Seriously considering a jet for me next purchase


----------



## kthmarks (Jun 12, 2010)

Jim said:


> Seriously considering a jet for me next purchase


This is my first jet. I knew what I wanted and waited until the right model came up slightly used. I was concerned about the weight/performance of the 90/65 4 stroke. But, that engine combined with the center cockpit and it's on plane as soon as you hit the gas....a couple of bumps of the trim and you're good. WOT is about 30mph. On an extended trip in FLA I averaged about 2.5 gal/hr or 4 miles/gal (GPS/fuel used).


----------



## Codeman (Jun 14, 2010)

Nice looking rig and great job on the seat. 



Jim said:


> Seriously considering a jet for me next purchase



Come on over to the dark side Jim. LOL


----------



## oomph (Oct 20, 2014)

I know this is an old post, hopefully you still own this boat. Or maybe someone else with some insight can chime in.

I noticed the 2006 model was before G3 began implementing the weight forward design (putting the fuel tank in the front). How does this boat ride with a 65HP outboard and the fuel weight in the rear?

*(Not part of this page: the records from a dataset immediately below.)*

PR #963, opened 2026-08-19
fix: register SynapseParameterizationScanConfig in union and add camp…

bilalesi:
…aign properties


obi_one/scientific/tasks/synapse_parameterization/config.py
```diff
@@ -138,6 +138,14 @@ class Initialize(Block):
         },
     )
 
+    @property
```
james-isbister: Actually, the problem is that SynapseParameterizationScanConfig should have inherited from [InfoScanConfig](https://github.com/openbraininstitute/obi-one/blob/8c11d95fe986a36ee4e3f7cb02fa16fdd7a039cd/obi_one/scientific/library/info_scan_config/config.py) rather than ScanConfig

That will remove the need for these two properties

bilalesi: fixed

james-isbister (approved):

How difficult is it to plane with 3 adults in it?


----------



## fishbum (Oct 21, 2014)

Think I saw you at the ramp at Johnson Ferry !
I was in a Alumacraft with jet! I now have a 1860 tracker 
With 150 evinrude.


----------



## heathyoung (Jan 4, 2015)

After Keith's willingness to share I have completed my upgrade. I made the seats also but instead of making the bag I ordered (2) from Orvis. I added (2) angles to the back of the seat and ran a 1/2" dia aluminum bar at the top and the bottom to attach them to. I also drilled the angles with additional holes to add zingers too. Thanks Keith!!!


----------



## kthmarks (Jan 8, 2015)

WELL DONE SIR! G3 needs to make this mod.


----------